===== Recorded data

PR #10422, opened 2025-08-08
chore: retry login integration tests

eliobischof:
# Which Problems Are Solved

The login integration action page load in the idp test times out sometimes.
Also, the debug steps fail, which cause confusion about why the pipeline check failed.

# How the Problems Are Solved

- We retry failed tests twice, which should alleviate flakiness because of eventual consistency. This is fine for now, because typically, a user doesn't send input as fast as the tests do.
- The compose file path is fixed.
- ~~As suggested in the cypress error logs, we increase the pageLoadTimeout.~~ The increased pageLoadTimeout didn't help.

# Additional Context

- Example of a failing check: https://github.com/zitadel/zitadel/actions/runs/16829948857/attempts/1


eliobischof:
@livio-a Of six runs, the check succeeded five times. The one time it didn't succeed wasn't flakiness of the test itself but rather on downloading a dependency artifact. This might be related to the GitHub downtime today.
Could you review this plz?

==========

Could you repeat exactly the lines above from the line with "Also, the debug" up to and including the line with "# How the Problems Are Solved", and only those?

Also, the debug steps fail, which cause confusion about why the pipeline check failed.

# How the Problems Are Solved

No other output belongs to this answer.